Rock Climber Distance: Frogs versus Dogs

TL;DR

This paper introduces new distance measures for polygonal chains, the rock climber and k-station distances, which are computationally easier to approximate than the classical Fréchet distance, especially under move limitations.

Contribution

It defines novel distance measures based on alternate agent movement, analyzes their computational complexity, and provides approximation algorithms for limited moves.

Findings

Unlimited moves make the new measures equivalent to Fréchet or Hausdorff distances.

Limited moves make the distance computation NP-hard.

A 2-approximation algorithm for minimal k with threshold distance exists.

Abstract

The classical measure of similarity between two polygonal chains in Euclidean space is the Fr\'echet distance, which corresponds to the coordinated motion of two mobile agents along the chains while minimizing their maximum distance.
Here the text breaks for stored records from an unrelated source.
PR #2339, opened 2026-09-15
feat: support GLM-5.3 Python MTP execution.

edge-nullptr:
## Summary

- Add the Python GLM-5.3 MTP model and executor path.
- Preserve GLM DSA layer metadata and handle mismatched target metadata safely.
- Allow Python GLM MTP speculative startup when the MTP draft path is available.
- Add registry, model-loader, executor, and MTP coverage.

## Validation

- pre-commit checks passed for the changed C++ and Python files.
- Runtime validation should be run after building the NPU target.


xllm/python/models/glm5_2.py
```diff
@@ -739,21 +750,38 @@ def select_qli(
...
-            # only the padded K rows obey the equal-size CP gather contract.
+            # Only the padded K rows obey the equal-size CP gather contract.
             k = cp_gather_kv(k, ctx.cp_context).contiguous()
 
         index_cache = ctx.index_cache
         index_cache_scale = ctx.index_cache_scale
-        use_quant_indexer = index_cache.dtype == torch.int8 and index_cache_scale is not None
         k_scale = None
-        if use_quant_indexer:
+        if index_cache.dtype == torch.int8 and index_cache_scale is not None:
```
XuZhang99, line 759: why remove `use_quant_indexer`?

edge-nullptr: `use_quant_indexer` was only used once inside `_update_index_cache()`, so that helper now inlines the same predicate. The variable is still retained in `select_qli()`, where it selects the quantized versus floating-point indexer kernel. This is a readability-only refactor; there is no intended behavior change.

edge-nullptr: Restored the local `use_quant_indexer` name in `_update_index_cache()` as well for consistency with `select_qli()`. This is a style-only follow-up in commit `8e2b8f51`; behavior is unchanged.

XuZhang99 (dismissed):

XuZhang99 (approved):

As computing the Fr\'echet distance takes near-quadratic time under the Strong Exponential Time Hypothesis (SETH), we explore two new distance measures, called rock climber distance and $k$-station distance, in which the agents move alternately in their coordinated motion that traverses the polygonal chains. We show that the new variants are equivalent to the Fr\'echet or the Hausdorff distance if the number of moves is unlimited. When the number of moves is limited to a given parameter $k$, we show that it is NP-hard to determine the distance between two curves. We also describe a 2-approximation algorithm to find the minimum $k$ for which the distance drops below a given threshold.